> [Entries shown]:

PR #64, opened 2026-04-09
[cherry-pick-amd-staging-rocgdb-16] gdb/dwarf2/expr: Cache the register reads

lancesix:
A recent change in the ROCm compiler started to show some timeout in the gdb.rocm/deep-stack.exp testcase.  In that test, we have a 12 frames deep stack, and we print a stack trace.  With the new compiler output, building this stacktrace would take about 190 seconds... Yes, about 3 minutes to unwind 12 frames.

Looking at the unwind information, we now see this new pattern for unwinding vector registers:

    VGPR40=[
      DW_OP_regx VGPR40
      DW_OP_swap
      DW_OP_LLVM_user
      DW_OP_LLVM_offset_uconst 0x0
      DW_OP_LLVM_user DW_OP_LLVM_call_frame_entry_reg EXEC
      DW_OP_deref_size 0x8
      DW_OP_LLVM_user DW_OP_LLVM_select_bit_piece 0x20 0x40
    ]

This new construct uses DW_OP_LLVM_select_bit_piece, which allows us to build a composite which has one piece per lane of the vector register, each piece referencing either
- the register itself (not touched because the lane was not active, so no need to spill), or
- a saved copy of the register to memory (at CFA).

The issue turned out to be that when building the composite, we ended up creating up to 64 pieces (one per lane), each can be a dwarf_register instance.  And even if all of those reference the same register, they do not share anything more than the regnum.

When we evaluate something like dwarf_composite::is_optimized_out, we end-up calling dwarf_register::is_optimized_out for each piece in sequence.  Each one of those calls will call dwarf_register::read and eventually frame_register_wind, i.e. we fully unwind the register once for each lane.  If the next frame, and the next, and the next use the same pattern, we end-up with an impossible complexity of O(lanes ** depth), which explains how we can end-up with 3 minutes to do a 12 frames unwinding.

This pattern does not only happen when calling value::optimized_out, this also happens when calling value->entirely_available for example, making things very inefficient..

To solve this, this patch makes two things:
- Make it so when we use DW_OP_LLVM_select_bit_piece, all the dwarf_register in the resulting composite share a storage,
- Make that storage cache the result of calling frame_register_unwind, so we do not have to repeat this for every piece.

The cache is cleared any time we call dwarf_register::write, or if we detect that it might be outdated (target_changed or memory_changed got called since we cached the data).

With this, doing the backtrace from the test now takes slightly more than .5 seconds, which is back to acceptable territory.

    (gdb) bt
    2026-04-02 17:40:05.195 - command started
    #0  base_case () at /home/.../gdb.rocm/deep-stack.cpp:40
    #1  0x00007ffff637649c in deep<0u> () at /home/.../gdb.rocm/deep-stack.cpp:54
    #2  0x00007ffff637655c in deep<1u> () at /home/.../gdb.rocm/deep-stack.cpp:47
    #3  0x00007ffff637661c in deep<2u> () at /home/.../gdb.rocm/deep-stack.cpp:47
    #4  0x00007ffff63766e4 in deep<3u> () at /home/.../gdb.rocm/deep-stack.cpp:47
    #5  0x00007ffff63767a4 in deep<4u> () at /home/.../gdb.rocm/deep-stack.cpp:47
    #6  0x00007ffff6376864 in deep<5u> () at /home/.../gdb.rocm/deep-stack.cpp:47
    #7  0x00007ffff6376924 in deep<6u> () at /home/.../gdb.rocm/deep-stack.cpp:47
    #8  0x00007ffff63769e4 in deep<7u> () at /home/.../gdb.rocm/deep-stack.cpp:47
    #9  0x00007ffff6376aa4 in deep<8u> () at /home/.../gdb.rocm/deep-stack.cpp:47
    #10 0x00007ffff6376b64 in deep<9u> () at /home/.../gdb.rocm/deep-stack.cpp:47
    #11 0x00007ffff6376c24 in deep<10u> () at /home/.../gdb.rocm/deep-stack.cpp:47
    #12 0x00007ffff6376d40 in hip_deep () at /home/.../gdb.rocm/deep-stack.cpp:60
    2026-04-02 17:40:05.753 - command finished
    Command execution time: 0.558060 (cpu), 0.558099 (wall)

Change-Id: I976af7fc7d6a946967d3aa986bce5b990891da20
(cherry picked from commit f204e6a13acc73c30ebe029dfa81d0e95932bbd8)

### DIFF
--- a/gdb/dwarf2/expr.c
+++ b/gdb/dwarf2/expr.c
@@ -32,11 +32,20 @@
 #include "dwarf2/read.h"
 #include "frame.h"
 #include "gdbsupport/underlying.h"
+#include "gdbsupport/refcounted-object.h"
 #include "gdbarch.h"
 #include "gdbthread.h"
 #include "inferior.h"
 #include "objfiles.h"
 #include "observable.h"
+
+using context_generation_t = ULONGEST;
+
+/* A monotically increasing counter modified every time any inferior memory
+   is touched or any register in any target is modified.  This can be used to
+   know if state (register value) cached by the evaluator might be stale.  */
+
+static context_generation_t context_generation = 0;
 
 /* This holds gdbarch-specific types used by the DWARF expression
    evaluator.  See comments in execute_stack_op.  */
@@ -1243,13 +1252,12 @@ public:
 		  bool on_entry = false, LONGEST offset = 0,
 		  LONGEST bit_suboffset = 0)
     : dwarf_location (arch, offset, bit_suboffset),
-      m_regnum (regnum), m_on_entry (on_entry)
+      m_storage {register_storage_ptr::new_reference
+		   (new register_storage (regnum, on_entry))}
   {}
 
   dwarf_register (const dwarf_register &reg)
-    : dwarf_location (reg),
-      m_regnum (reg.m_regnum),
-      m_on_entry (reg.m_on_entry)
+    : dwarf_location (reg), m_storage (reg.m_storage)
   {}
 
   std::shared_ptr<dwarf_entry> clone () const override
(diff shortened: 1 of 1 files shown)


palves (approved):

lumachad (approved):
OK if CI is good.

PR #65, opened 2026-04-10
Fix ROCgdb CI trigger

lumachad:
- Pick up TheRock's revision that contains a fix to allow ROCgdb to be built
from an external source directory.

- Pass Python options to TheRock.

- Always use the latest manylinux image for the builds.

### DIFF
--- a/.github/workflows/therock-ci-linux.yml
+++ b/.github/workflows/therock-ci-linux.yml
@@ -14,7 +14,7 @@ permissions:
   contents: read
 
 env:
-  THEROCK_COMMIT_REF: c9529ebdedc2e52c7b4dc26d209725a31f616ac7 # 2026-03-13 commit
+  THEROCK_COMMIT_REF: 65a2a9cd5895a9cdb2a1352767377f35e70254d1 # 14/04/2026
 
 jobs:
   therock-build-linux:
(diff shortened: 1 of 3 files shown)


.github/workflows/therock-ci-linux.yml
```diff
@@ -14,7 +14,7 @@ permissions:
   contents: read
 
 env:
-  THEROCK_COMMIT_REF: c9529ebdedc2e52c7b4dc26d209725a31f616ac7 # 2026-03-13 commit
+  THEROCK_COMMIT_REF: 65a2a9cd5895a9cdb2a1352767377f35e70254d1 # 14/04/2026
```
lancesix, line 17: For my own education, could that be main?

Does this mean we need to update this ref every time we rely on something "new" in dbgapi?

lumachad: Since we own our workflows, it is up to us. Using top-of-tree main TheRock means we always use the latest, broken or not. Having a pinned revision helps with that, but indeed we need to keep updating things from time to time.

If we have a hard dependency on new code in dbgapi, we need to be mindful of that.

lancesix: Ok. For now, we can roll with that and stay with a stable version.  If needed, we can revisit that in the future.

lancesix (approved):
LGTM, thanks.

PR #66, opened 2026-04-10
gdb/dwarf2/expr: Fix cherrx-pick of "Cache the register reads"

lancesix:
The cherry-pick of "Cache the register reads" into the amd-staging-rocgdb-16 was incorrect, and was not detected by CI.

This patch fixes things.

Tested locally (build and gdb.rocm/*.exp + gdb.dwarf2/*.exp).

Change-Id: I054f684e5c17038252dd49980607b39992f21a2a


lumachad (approved):
CI is not trustworthy in this run. If you've validated it locally, that's fine.

PR #76, opened 2026-04-14
[github] Handle amd-staging-rocgdb-* branches in pre-commit

lumachad:
As the subject says, attempt to handle amd-staging-rocgdb-* branches in the pre-commit workflow, such that we don't have to customize things for those branches.

The idea is that we can just copy these workflows to a new amd-staging-rocgdb-* branch and it should work.


lancesix (approved):
LGTM, thanks.

PR #254, opened 2026-08-06
Fix typos and add a codespell exception

lumachad:
Fix a couple typos caught by codespell and except a third one that is just the name pattern of AMD GPU device files.


lancesix (approved):
LGTM, thanks.

aktemur (approved):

> [Aim of the task]: Above are the records; from them, give again exactly the lines from the one containing "deep<2u> () at /home/.../gdb.rocm/deep-stack.cpp:47" to the one containing "#10 0x00007ffff6376b64 in", both lines included, and nothing more.

> [Written response]:
    #3  0x00007ffff637661c in deep<2u> () at /home/.../gdb.rocm/deep-stack.cpp:47
    #4  0x00007ffff63766e4 in deep<3u> () at /home/.../gdb.rocm/deep-stack.cpp:47
    #5  0x00007ffff63767a4 in deep<4u> () at /home/.../gdb.rocm/deep-stack.cpp:47
    #6  0x00007ffff6376864 in deep<5u> () at /home/.../gdb.rocm/deep-stack.cpp:47
    #7  0x00007ffff6376924 in deep<6u> () at /home/.../gdb.rocm/deep-stack.cpp:47
    #8  0x00007ffff63769e4 in deep<7u> () at /home/.../gdb.rocm/deep-stack.cpp:47
    #9  0x00007ffff6376aa4 in deep<8u> () at /home/.../gdb.rocm/deep-stack.cpp:47
    #10 0x00007ffff6376b64 in deep<9u> () at /home/.../gdb.rocm/deep-stack.cpp:47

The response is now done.